I remember the day I met Anne. “Hello, I am “Ah-nee Ng’ang’a, pronounced like ‘hang’ without the ‘h’.” It was the most beautiful accent I had ever heard coming from the most stunning woman I had ever seen. Standing before me was my new work colleague. Little did I know at the time, her exterior beauty is overshadowed by the beauty she possesses inside. She was soon to be one of my dearest friends, my sister/family in IL, the surrogate wife to my husband and my son’s first love.
Anne came to work as a product manager at our company which meant I would work closely with her. She is one of the most astute and intuitive business persons I have had the pleasure of working with, and I have worked with some brilliant people. While work may have brought us together, our friendship flourished outside of work. Dan cooked dinner for Anne at our house (Lord knows, I didn’t want to kill her with my cooking) and Anne would have us to her house for traditional Kenyan meals. Anne always had a glass pitcher of water in her fridge. I found this elegant and traditional – just like Anne. We even had the pleasure of meeting and dining with her family when they visited from Kenya.
We had no family in IL and soon Anne became our family. In 2008, I had planned a surprise “Que Sirah, Siraz” Birthday Party for Dan consisting of 10 friends and a chef/sommelier. 6 courses, 6 wines…and 6 days after planning, we found out I was pregnant. We weren’t ready to share the news with anyone because it was still early in the pregnancy, so I needed help covering why I wasn’t drinking at the wine birthday party I planned. Anne was the first to know about our pregnancy with Sam, after my mom. We found Fre, non-alcoholic wine, so with each course, Anne and the sommelier, on the sly, kept my glass filled and no one knew the better.
Anne is cultured, as is Dan. (Anne is well-mannered, unlike Dan at times). They have a love and appreciation for the Arts. I, on the other hand, am still developing this appreciation when it comes to certain arts such as the symphony. While I enjoy some symphonies, others hurt my ears. I have a hearing loss in one ear and the violin sometimes pierces to the point of pain for me. Anne, therefore, was a wonderful surrogate wife, performing duties that I couldn’t, or wouldn’t, such as attending the symphony and opera with Dan. It made me happy knowing my friend and my husband were having a lovely time doing something they enjoyed and sharing that experience.

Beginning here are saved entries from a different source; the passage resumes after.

PR #431, opened 2026-04-29
Fix Web PubSub bindings

Y-Sindo:
The `connection` property should be `connections`.

### DIFF
--- a/src/trigger.ts
+++ b/src/trigger.ts
@@ -129,8 +129,11 @@ export function mySql(options: MySqlTriggerOptions): MySqlTrigger {
 }
 
 export function webPubSub(options: WebPubSubTriggerOptions): WebPubSubTrigger {
+    // eslint-disable-next-line deprecation/deprecation
+    const { connection, ...rest } = options;
     return addTriggerBindingName({
-        ...options,
+        ...rest,
+        connections: rest.connections ?? (connection ? [connection] : undefined),
         type: 'webPubSubTrigger',
     });
 }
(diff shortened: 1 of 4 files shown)


types/webpubsub.d.ts
```diff
@@ -94,12 +93,11 @@ export interface WebPubSubContextInputOptions {
...
 
     /**
-     * Optional - The name of an app settings or setting collection that specifies the upstream Azure Web PubSub service.
+     * Optional - The names of app settings or setting collections that specify the upstream Azure Web PubSub services.
      * The value is used for Abuse Protection and Signature validation.
      * The value is auto resolved with "WebPubSubConnectionString" by default.
-     * Null means the validation isn't needed and always succeeds.
      */
-    connection?: string;
+    connections?: string[];
```
swapnil-nagar, line 107: This change is not backward compatible and introduces a breaking change for the customers.

Has the contract for Web PubSub changed? The extension should support both argument formats, with the connection parameter marked as deprecated.

src/trigger.ts
```diff
@@ -129,8 +129,11 @@ export function mySql(options: MySqlTriggerOptions): MySqlTrigger {
 }
 
 export function webPubSub(options: WebPubSubTriggerOptions): WebPubSubTrigger {
+    // eslint-disable-next-line deprecation/deprecation
+    const { connection, ...rest } = options;
     return addTriggerBindingName({
-        ...options,
+        ...rest,
+        connections: rest.connections ?? (connection ? [connection] : undefined),
```
swapnil-nagar, line 138: Can we have unit test coverage for the change?

swapnil-nagar (changes requested):

src/trigger.ts
Y-Sindo: Thanks for the review @swapnil-nagar. I have added some unit tests.

JialinXin (approved):

swapnil-nagar (approved):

Anne is so kind, thoughtful, gracious, understanding…and the list goes on. I am not always these things. Nor is Dan, and as much as Dan and I love each other, our words can be hurtful to those we love the most, including each other. The level of comfort is there so the filter comes off. Yet, we would never speak to a friend using that tone, those words. Dan and I began to use “Would you speak to Anne that way?” It helps us to refocus and re-frame the words. That said, Dan is a joker and would periodically say something inappropriate to Anne, then turn to me and say “Yep, I would say that to Anne!” We still use the “Anne standard” in our home.
With the birth of our son, “AnneNganga” was born again. Sam loved Anne and from the moment he could speak, it was always “AnneNganga,” not “Anne,” not “Aunt Anne,” but “AnneNganga.” All one word, all of the time. My little man LOVED this lady. Even after Anne moved back to the east coast, Sam needed his AnneNganga-fix, so we often would Skype with her. To this day, when Dan and I mention “Anne,” he will say “You mean AnneNganga?”

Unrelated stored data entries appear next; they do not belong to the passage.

PR #434, opened 2026-05-13
Adding the generic connector Trigger

swapnil-nagar:
Adds native connectorTrigger, connectorContent input, and connectorContent output binding support to @azure/functions, enabling Azure Logic Apps connector events (Office 365, SharePoint, Teams, Kusto, etc.) to be registered as first-class function triggers and bindings on par with existing bindings like Cosmos DB, Event Hub, and Service Bus.

### DIFF
--- a/src/app.ts
+++ b/src/app.ts
@@ -128,6 +128,10 @@ export function eventGrid(name: string, options: EventGridFunctionOptions): void
     generic(name, convertToGenericOptions(options, trigger.eventGrid));
 }
 
+export function connectorTrigger<T = unknown>(name: string, options: ConnectorTriggerFunctionOptions<T>): void {
+    generic(name, convertToGenericOptions(options, trigger.connectorTrigger));
+}
+
 export function cosmosDB(name: string, options: CosmosDBFunctionOptions): void {
     // eslint-disable-next-line @typescript-eslint/no-unsafe-argument
     generic(name, convertToGenericOptions(options, <any>trigger.cosmosDB));
@@ -180,10 +184,6 @@ export function mcpResource(name: string, options: McpResourceFunctionOptions): 
  */
 export function mcpPrompt(name: string, options: McpPromptFunctionOptions): void {
     generic(name, convertToGenericOptions(options, trigger.mcpPrompt));
-}
-
-export function connectorTrigger(name: string, options: ConnectorTriggerFunctionOptions): void {
-    generic(name, convertToGenericOptions(options, trigger.connectorTrigger));
 }
 
 export function generic(name: string, options: GenericFunctionOptions): void {
--- a/src/app.ts
+++ b/src/app.ts
@@ -2,6 +2,7 @@
 // Licensed under the MIT License.
 
 import {
+    ConnectorTriggerFunctionOptions,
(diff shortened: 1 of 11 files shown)


TsuyoshiUshio:
## Review — Adding the generic connector Trigger

Thanks for the PR! The structure follows existing binding patterns well. A few items to consider:

### Must-fix

**1. ConnectorTriggerHandler should have a generic type parameter**

Currently:
```typescript
export type ConnectorTriggerHandler = (triggerInput: unknown, context: InvocationContext) => FunctionResult;
```

Should be (consistent with McpToolTriggerHandler<T>):
```typescript
export type ConnectorTriggerHandler<T = unknown> = (triggerInput: T, context: InvocationContext) => FunctionResult;
```

Without <T>, users must cast every trigger input. Adding <T> later would be a breaking change since ConnectorTriggerFunctionOptions also needs to propagate it.

### Should-fix

**2. No tests for pp.connectorTrigger()**

	rigger.connectorTrigger(), input.connectorContent(), and output.connectorContent() are individually tested — but the main entry point pp.connectorTrigger() (which calls convertToGenericOptions + generic) is not covered. Other bindings have corresponding tests in 	est/app.test.ts.

**3. JSDoc is minimal**

	ypes/input.d.ts and 	ypes/output.d.ts have one-line docs for connectorContent(). Compare with existing bindings like sql() or cosmosDB() which include @param annotations. Same for 	ypes/trigger.d.ts.

**4. Alphabetical ordering in src/app.ts**

connectorTrigger() is placed right before generic(). Existing bindings are in roughly alphabetical order — it should go after cosmosDB() to stay consistent.

### Nice-to-have

- Consider renaming the unused handler variable in tests to _handler to avoid the slint-disable-next-line comment.
- Branch name typo: genericCOnnector

### Summary

Good first-class binding addition that follows the established patterns closely. The generic type parameter is the most important item — it's an API contract decision that's hard to change after release. Everything else is polish.

TsuyoshiUshio:
## Re-review — All feedback addressed

Thanks @swapnil-nagar! Checked the second commit and all items from my initial review are resolved:

| Item | Status |
|------|--------|
| Generic type parameter `<T>` on `ConnectorTriggerHandler` | Fixed — now `ConnectorTriggerHandler<T = unknown>` with propagation to `ConnectorTriggerFunctionOptions<T>` |
| `app.connectorTrigger()` tests missing | Fixed — 2 tests added (basic registration + with extraInputs/extraOutputs) |
| JSDoc incomplete | Fixed — `@param` annotations added to `types/input.d.ts`, `types/output.d.ts`, `types/trigger.d.ts` |
| Alphabetical ordering in `src/app.ts` | Fixed — placed after `eventGrid()` and before `cosmosDB()` |
| `eslint-disable` for unused handler | Fixed — renamed to `_handler` / `_triggerInput` / `_context` |

LGTM from a Node.js SDK perspective. One remaining question from my earlier review still stands: is the corresponding .NET extension (`connectorTrigger` / `connectorContent` binding types) already available or in-progress? Without it the Host will reject the binding type at runtime. Would be good to mention the extension status in the PR description for reviewers.

TsuyoshiUshio (approved):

When Anne married Van, the most incredible, sensitive, understanding, loving, respectful man in this world (Sorry, Dan), Sam’s world was ROCKED. He couldn’t accept this new man in his woman’s life. Upon meeting Van for the first time, Sam informed him, “You can be her brother, but you cannot be her husband.” It wasn’t until a year later that Sam started to accept Van as her husband and only after Sam gave Van a complete run for his money. Like the rest of the world, Sam finally came to realize that Van completes Anne. Individually, they are both amazing, yet together they are a bigger entity of love and compassion for the world and the people in it.
AnneNganga Wilson – I love you, my friend, and I am so happy to celebrate your 40th birthday with you and all of your amazing family and friends. To quote one of the lovely ladies from your party “this was the most amazing, authentic party.” I wouldn’t expect anything less from the most amazing and authentic, gentle and caring person I know.